--- START ---

PR #196, opened 2019-04-12
release: add PodNotFound condition

kopiczko:
Towards https://github.com/giantswarm/giantswarm/issues/5278.

### DIFF
--- a/pkg/release/condition_set.go
+++ b/pkg/release/condition_set.go
@@ -78,7 +78,7 @@ func (c *conditionSet) CRDNotFound(ctx context.Context, crd *apiextensionsv1beta
 				return backoff.Permanent(microerror.Mask(err))
 			}
 
-			return microerror.Maskf(waitError, "CRD %#q still exists", crd.Name, crd.Namespace)
+			return microerror.Maskf(waitError, "CRD %#q still exists", crd.Name)
 		}
 		b := backoff.NewExponential(backoff.ShortMaxWait, backoff.ShortMaxInterval)
 		n := backoff.NewNotifier(c.logger, ctx)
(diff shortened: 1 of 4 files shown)


pkg/release/condition_set.go
```diff
@@ -78,7 +78,7 @@ func (c *conditionSet) CRDNotFound(ctx context.Context, crd *apiextensionsv1beta
 				return backoff.Permanent(microerror.Mask(err))
 			}
 
-			return microerror.Maskf(waitError, "CRD %#q in namespace %#q still exists", crd.Name, crd.Namespace)
+			return microerror.Maskf(waitError, "CRD %#q still exists", crd.Name, crd.Namespace)
```
MarcelMue: How does this look like now?

pkg/release/condition_set.go
```diff
@@ -120,6 +120,32 @@ func (c *conditionSet) PodExists(ctx context.Context, namespace, labelSelector s
...
+			if apierrors.IsNotFound(err) {
+				return nil
+			} else if err != nil {
+				return microerror.Mask(err)
+			}
+			if len(pods.Items) != 1 {
+				return microerror.Maskf(waitError, "expected 1 Pod but got %d", len(pods.Items))
+			}
+
+			return microerror.Maskf(waitError, "Pod for label selector %#q in namespace %#q still exists", labelSelector, namespace)
```
MarcelMue: Here you still use the namespace in the Maskf

pkg/release/condition_set.go
kopiczko: CRD is cluster scope. I saw it somewhere but I don't remember.

pkg/release/condition_set.go
kopiczko: Pod is namespaced :)

pkg/release/condition_set.go
MarcelMue: Then remove the `crd.Namespace` from here :D

kopiczko: Ah ok :)
```suggestion
			return microerror.Maskf(waitError, "CRD %#q still exists", crd.Name)
```

MarcelMue (approved):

--- END ---

-- TASK PROMPT --
Copy all lines of the listing above that contain the string "microerror".

-- RESPONSE FOR THIS EXERCISE --
 				return backoff.Permanent(microerror.Mask(err))
-			return microerror.Maskf(waitError, "CRD %#q still exists", crd.Name, crd.Namespace)
+			return microerror.Maskf(waitError, "CRD %#q still exists", crd.Name)
 				return backoff.Permanent(microerror.Mask(err))
-			return microerror.Maskf(waitError, "CRD %#q in namespace %#q still exists", crd.Name, crd.Namespace)
+			return microerror.Maskf(waitError, "CRD %#q still exists", crd.Name, crd.Namespace)
+				return microerror.Mask(err)
+				return microerror.Maskf(waitError, "expected 1 Pod but got %d", len(pods.Items))
+			return microerror.Maskf(waitError, "Pod for label selector %#q in namespace %#q still exists", labelSelector, namespace)
			return microerror.Maskf(waitError, "CRD %#q still exists", crd.Name)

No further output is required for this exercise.